Work exclusively on the top-of-stack item until it completes or blocks — 3-5 items max, serial execution, not parallel distribution
Maintain a priority stack of three to five items maximum, working exclusively on the top item until it completes or genuinely blocks, then rotating to the next unblocked item rather than distributing attention across the full list.
Why This Is a Rule
A priority list of 15 items is not a priority system — it's a to-do list with labels. The term "priority" means "that which comes first." If more than 3-5 items claim first-place status, nothing is actually prioritized. The 3-5 item maximum reflects working memory constraints: you can hold 3-5 items in active awareness simultaneously. Beyond that, items become invisible — they exist on the list but not in your active attention.
The serial execution model — work exclusively on item #1 until it completes or genuinely blocks — prevents the attention distribution failure. Parallel distribution ("I'll work on all five a little each day") produces context-switching overhead (Calculate activity cost as disruption footprint: ramp-down + activity + ramp-up — the true cost includes attention residue) that consumes 20-40% of available time while giving each item insufficient focused attention to make meaningful progress. Serial execution on item #1 gives it 100% of available attention until it's done, then item #2 gets the same treatment.
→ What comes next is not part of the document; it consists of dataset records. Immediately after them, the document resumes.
PR #774, opened 2019-05-14
Rename boolean type in lowercase

loic425:
vimeo/psalm raise errors from Behat/Mink boolean return type.
As I can see in a [psalm issue](https://github.com/vimeo/psalm/issues/294#issuecomment-344560596), Boolean type must be lowercase

### DIFF
--- a/src/Driver/DriverInterface.php
+++ b/src/Driver/DriverInterface.php
@@ -53,7 +53,7 @@ interface DriverInterface
     /**
      * Checks whether driver is started.
      *
-     * @return Boolean
+     * @return boolean
      */
     public function isStarted();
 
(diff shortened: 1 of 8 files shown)


aik099:
Some questions:

1. no such issues with other data types?
2. have you checked driver repositories for the same issue?
3. how you've managed to see that issue, because Mink is a dev dependency and usually isn't analyzed by anything?

loic425:
> Some questions:
> 
> 1. no such issues with other data types?
> 2. have you checked driver repositories for the same issue?
> 3. how you've managed to see that issue, because Mink is a dev dependency and usually isn't analyzed by anything?

1. I don't think so
2. Nope
3. I managed to see that issue during that [Monofony pull request ](https://github.com/Monofony/SymfonyStarter/pull/180). Cause Behat classes are on src directory (same directory on Sylius).

stof:
it would be great if you could provide the same work for drivers

loic425:
> it would be great if you could provide the same work for drivers

I think it's done. I check all the active drivers' repositories. I don't have check deprecated ones.

loic425:
@stof This one is merged, but the pull-requests on active drivers are not. Is there a reason ?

"Genuinely blocks" is the escape hatch: if item #1 is waiting for external input and you can't advance it, rotating to item #2 is appropriate. But "I feel like working on something else" is not a genuine block — it's preference, and yielding to it restores the parallel distribution pattern.
When This Fires
- When managing daily or weekly work across multiple priorities
- When you feel scattered across too many priorities — reduce to 3-5 and serialize
- When important projects aren't advancing despite "working on them" — parallel distribution is likely the cause
- Complements Draw the line after item 3 — peak attention hours go above the line, everything below gets leftovers or explicit deferral (top-3 peak allocation) with the serial execution model
Common Failure Mode
Parallel distribution across the full list: "I'll make progress on all 8 priorities each week." Result: 8 items each receiving 5 hours of fragmented attention, none receiving the concentrated 15-hour block that would produce a breakthrough. Serial model: item #1 gets 15 hours until complete, then item #2 gets 15 hours. Same total time, dramatically different results per item.
The Protocol
(1) Maintain a visible stack of 3-5 priority items, ranked by importance. (2) Work exclusively on item #1 until it completes or genuinely blocks. "Genuinely blocks" means: external dependency you cannot resolve, information that hasn't arrived, or a required collaboration partner who's unavailable. (3) When blocked on #1 → rotate to the highest unblocked item. When the block resolves → return to #1. (4) When item #1 completes → item #2 becomes the new #1. Add a new item at the bottom if appropriate. (5) Never work on a lower item when a higher item is unblocked. The stack order IS your attention allocation plan.